Results on a control and two post-glossectomy patients show great correspondence between tongue muscle compression and speech production. In the control, the activated parts of GG and T muscles at different time frames can be clearly interpreted. At time frame /ə/ where the tongue is at a speech-ready position, a small portion of anterior GG and T are both compressed during the slight retraction of the tip of the tongue. Then the tip is moved forward to pronounce /s/, compressing a larger region of anterior GG and a small portion of T. During /s/, we also see that the middle portion of GG compresses in order to flatten the mid-sagittal part of the tongue and create the center groove necessary to funnel the air across the top of the tongue. Last, at the /k/ sound, anterior GG stops compressing, while posterior GG and posterior T overlap in a highly compressed region at the bottom back part of the tongue. This strong joint compression in this region is consistent with squeezing the tongue both left-right and forward-backward, making it elongate upwards, which is necessary to touch the palate and produce the /k/ sound.

On the other hand, the patients' muscle activities are less predictable than the control subject due to their resected tongues, which impair their regular motor functions. In the first patient, the pronunciation of the /ə/ sound and the /s/ sound appears normal with similar muscle behavior to the control. But during the /k/ sound, posterior GG does not show strong activity to compress the bottom of the tongue in forward and backward directions. The T muscle only is responsible for pushing the tongue upward. This could cause improper /k/ pronunciation or muscle fatigue in normal speech. In the second patient, the compressed muscle part is less than the other two subjects by a large amount. The resection of the tongue may be impeding its ordinary contracting abilities. Table 1 also provides similar interpretation. We note that although the patients' tongues show special behaviors, their general trend of motion is the same as that of the control, with strong GG activity at /s/ and increasing T activity at /k/. This enables all three subjects to be able to legibly pronounce the utterance “a souk”.
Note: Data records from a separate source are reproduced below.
PR #67, opened 2025-11-14
feat: consider RLE blocks in compatibility check starting from V9

Thegaram:

Enable https://github.com/scroll-tech/da-codec/pull/64 starting from codecV9.

See also [discussion](https://scrollco.slack.com/archives/C02PKAQ2430/p1762959428487289?thread_ts=1758877774.049689&cid=C02PKAQ2430).

### PR title

- [X] feat: A new feature

### Breaking change label

- [X] No, this PR is not a breaking change
- [ ] Yes

### DIFF
--- a/encoding/codecv9.go
+++ b/encoding/codecv9.go
@@ -12,8 +12,8 @@ import (
 	"github.com/scroll-tech/go-ethereum/log"
 )
 
-// DACodecV9 updates the implementation of checkCompressedDataCompatibility to use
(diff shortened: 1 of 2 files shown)


jonastheis (approved):
Looks good to me (checked with a diff to `CodecV8`). 

Just to clarify:
Once Galileo activates we start creating batches with `CodecV9` and potentially with RLE blocks. This is fine as l2geth will then (after Galileo) recreate the same batches with RLE blocks. Compression is unmodified and should work in either case.

georgehao (approved):

Issue #311, opened 2019-12-18
[Suggestion] markdown linting tools


kapilt:
Description: Research markdown linting tool for sig markdown files and prs.

- [ ] Link checking
- [ ] Linting (80 column chars)

others?

follow up from sig security meeting (dec 19th)

ultrasaurus:
added some common inconsistencies from [Contributor's Guide / Writing Style](https://github.com/cncf/sig-security/blob/master/CONTRIBUTING.md#writing-style) section

pbnj:
Is there agreement on markdown style, e.g. SETEXT vs ATX, CommonMark vs GitHub-Flavored Markdown?

Different tools have varying levels of support for different the different markdown specs and it would help narrow down the tool selection/evaluation process.

Some markdown linting tools I have come across in the past:

- https://github.com/remarkjs/remark-lint
- https://github.com/markdownlint/markdownlint
- https://github.com/DavidAnson/markdownlint
- https://github.com/textlint/textlint

A tool I have been happily using is: [prettier](https://prettier.io)

Pros:
- It's primarily used for formatting JavaScript, but it has built-in support for Markdown, as well as others, like YAML, JSON ...etc.
- The [rules/options](https://prettier.io/docs/en/options.html) are configurable, e.g. Print Width, Tab Width, Prose Wrap, End of Line ...etc.
- There are plenty of [editor integrations](https://prettier.io/docs/en/editors.html) across popular editors, e.g. atom, vscode, vim, emacs, and sublime.

Cons:
- It's a formatter, not a linter. So, running the tool will auto-correct issues instead of give you pointers to them. There is no way to have make it behave like a linter (AFAIK).
- It's not primarily a Markdown tool, thus it doesn't have a lot of rules specific to Markdown (e.g. header capitalization, spell-checking).

kapilt:
@pbnj thanks, i suspect we're targeting github flavored markdown, given the predominant usage of that style within the repo.

There's a dizzying plethora of tools in this space,  the two most common markdownlint (ruby & nodejs) don't appear to target the spelling or link checking use cases. it maybe we just need separate tools around each major use case (lint, link-check, spelling)

- https://github.com/lukeapage/node-markdown-spellcheck
- https://github.com/tcort/markdown-link-check

prettier seems interesting, afaics running as a code formatter is a different use case, but setup as a repo pre-commit hook would help automate some of the styling drudgery if its documented as part of the repo workflow (or perhaps a makefile target).

[...]

PR #723, opened 2021-07-01
fix to make README pass spellcheck lint

ultrasaurus:
* disable cSpell for the lists of names
* remove names from spelling config file
* rename `NEWMEMBER.md` => `NEW-MEMBER.md` (Aassuming no one is super attached to that name, this removes a cSpell exception)
* fixed error with spelling lint check when file is renamed


ultrasaurus:
request code review from @JohnHillegass and/or @lumjjb on the change to `ci/spelling.sh`

JohnHillegass:
On nice yep this lgtm! Hadn't considered impact of renaming files before.

NEW-MEMBERS.md
```diff
@@ -0,0 +1,29 @@
...
+New members are advised to:
+
+* Join the [CNCF Slack team](https://slack.cncf.io/), particularly
+  [#tag-security](https://cloud-native.slack.com/messages/CDJ7MLT8S) channel and
+  introduce yourself.
+* Initially go through the following documents in the repository:
+    * [README.md](https://github.com/cncf/tag-security/blob/main/README.md)
+    * [CODE-OF-CONDUCT.md][coc]
+    * [Use cases and personas][use-cases]
+* Regularly join one of the [Zoom meetings][meeting-time] at least for the first
```
ashutosh-narkar, line 16: Nit: `meeting-times`

NEW-MEMBERS.md
```diff
@@ -0,0 +1,29 @@
...
+  couple of months to get yourself up to speed.
+* Here are multiple ways to get involved:
+    * Join the meeting as advised above and express your area of interests or if
+      you want to work on any specific issue.
+    * Express your thoughts or ask questions on an issue you find interesting.
+    * Choose an issue where [help is
+      needed](https://github.com/cncf/tag-security/labels/help%20wanted) and
+      comment on it expressing interest.
+
+[meeting-time]: https://github.com/cncf/tag-security/blob/main/README.md#meeting-time
```
ashutosh-narkar, line 26: Nit: `meeting-times`

ci/spelling-config.json
```diff
@@ -4,28 +4,19 @@
     "ignorePaths": [
         "**/.github/**",
         "**/ci/**"
-    ],    
+    ],
     "words": [
```
ashutosh-narkar, line 8: Nit: We should add a comment explaining what goes in this list.

NEW-MEMBERS.md
ultrasaurus: not a nit!  that was an error -- the header changed, so did the anchor link.  will fix -- thanks!

ci/spelling-config.json
ultrasaurus: yeah, that would be nice.  Though a bit outside the scope of this change, since json doesn't support comments in any straightforward manner (that I know of). I made a note in the lint issue (which is still in-progress) https://github.com/cncf/tag-security/issues/311#issuecomment-872676561 -- feel free to add your thoughts there.

NEW-MEMBERS.md
ultrasaurus: fixed!

NEW-MEMBERS.md
```diff
@@ -0,0 +1,29 @@
...
+* Here are multiple ways to get involved:
+    * Join the meeting as advised above and express your area of interests or if
+      you want to work on any specific issue.
+    * Express your thoughts or ask questions on an issue you find interesting.
+    * Choose an issue where [help is
+      needed](https://github.com/cncf/tag-security/labels/help%20wanted) and
+      comment on it expressing interest.
+
+[meeting-times]: https://github.com/cncf/tag-security/blob/main/README.md#meeting-times
+[coc]: https://github.com/cncf/tag-security/blob/main/CODE-OF-CONDUCT.md
```
php-coder, line 27: nit:
```suggestion
[CoC]: https://github.com/cncf/tag-security/blob/main/CODE-OF-CONDUCT.md
```

NEW-MEMBERS.md
```diff
@@ -0,0 +1,29 @@
...
+know how you will contribute. The first step is to get yourself familiar with
+our mission at [Security TAG charter](governance/charter.md).
+
+New members are advised to:
+
+* Join the [CNCF Slack team](https://slack.cncf.io/), particularly
+  [#tag-security](https://cloud-native.slack.com/messages/CDJ7MLT8S) channel and
+  introduce yourself.
+* Initially go through the following documents in the repository:
+    * [README.md](https://github.com/cncf/tag-security/blob/main/README.md)
```
php-coder, line 13: Here and below: I'd suggest to use relative links rather than absolute. They are shorter and will work even after renaming a repo. For example:
```suggestion
    * [README.md](/blob/main/README.md)
```
But, please, double check that it works :)

NEW-MEMBERS.md
ultrasaurus: why capitalize reference links?  that's not visible to the reader and (for me) it makes it easier if all the "variable" are all lower case, so I don't have to remember what case was used if I want to use the reference elsewhere (unlikely in this file, but more a question of practice)

NEW-MEMBERS.md
ultrasaurus: `/README.md` works -- agree that is a good idea!  I just renamed the file, but I'll go ahead and make that change while I've got it open in my editor :)

NEW-MEMBERS.md
php-coder: Yes, you're right that isn't needed as it isn't visible to users. Disregard this comment then.

NEW-MEMBERS.md
ultrasaurus: fixed

php-coder (approved):
While I'm not part of tag-security, this is LGTM.

NEW-MEMBERS.md
```diff
@@ -0,0 +1,29 @@
...
+    * [CODE-OF-CONDUCT.md][coc]
+    * [Use cases and personas][use-cases]
+* Regularly join one of the [Zoom meetings][meeting-times] at least for the first
+  couple of months to get yourself up to speed.
+* Here are multiple ways to get involved:
+    * Join the meeting as advised above and express your area of interests or if
+      you want to work on any specific issue.
+    * Express your thoughts or ask questions on an issue you find interesting.
+    * Choose an issue where [help is
+      needed](https://github.com/cncf/tag-security/labels/help%20wanted) and
```
php-coder, line 23: `/labels/help%20wanted` didn't work or this just was overlooked?

ultrasaurus: I don't think that works because it's actually relative to something like `https://github.com/cncf/tag-security/blob/...` and I think it might be a bit fragile to use `../..`

ultrasaurus:
thanks @php-coder for your contributions!  You too could become a member of the group if you like: https://github.com/cncf/tag-security/blob/main/README.md#new-members

ashutosh-narkar (approved):
LGTM

PR #727, opened 2021-07-02
[WIP -- this is a test] 609 proposal project lint

ultrasaurus:


ci/spelling-config.json
```diff
@@ -4,28 +4,19 @@
     "ignorePaths": [
         "**/.github/**",
```
JohnHillegass, line 5:
```suggestion
        "**/.github/workflows/**",
```

JohnHillegass:
So I think where this is messing up is we excluded that whole `.github` dir from cspell execution but grep is seeing markdown files changed there and passing forward to xargs. Since the first arg is not empty xargs is taking it and passing to cspell. Cspell since its been told to skip that path, returns a non-zero code and xargs throws the 123. Changing like above handles this case. Whew spell checking is fun 😆

PR #750, opened 2021-08-11
Add SLSA Maintainers to related groups

mlieberman85:
The above name of the group might change as the groups just
started and things like name, governance, etc. might change over
time. Will update if/when it does.


lumjjb (approved):
LGTM, will fix spellcheck/links in another PR

PR #767, opened 2021-08-28
Update CNSMap Service Meshes

MMerzinger:
Adds Open Service Mesh, updates Service Mesh Interface and removes Trivy (as it is no Service Mesh).


ashutosh-narkar (approved):
LGTM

This method of strain analysis is still being developed. In the future, manual generation of fiber directions should be replaced by the result from tongue DTI techniques. Manual segmentation of the two GG and T muscles should be replaces by a complete set of internal tongue muscles obtained from registration of a tongue atlas^[13]. Moreover, we are looking to study the behavior of more muscles in more subjects during various speech patterns.

5. Conclusion

In this work we have described a method for analysis of motor control of internal tongue muscles. The method combined both sources of information acquired from tagged and high-resolution MR images, and used SLA along the muscle fibers to reveal tissue compression consistent with muscle activation. Preliminary results on a small number of subjects were obtained, which showed high correspondence between muscle activities and speech production, demonstrating the method's potential to aid future motor control studies.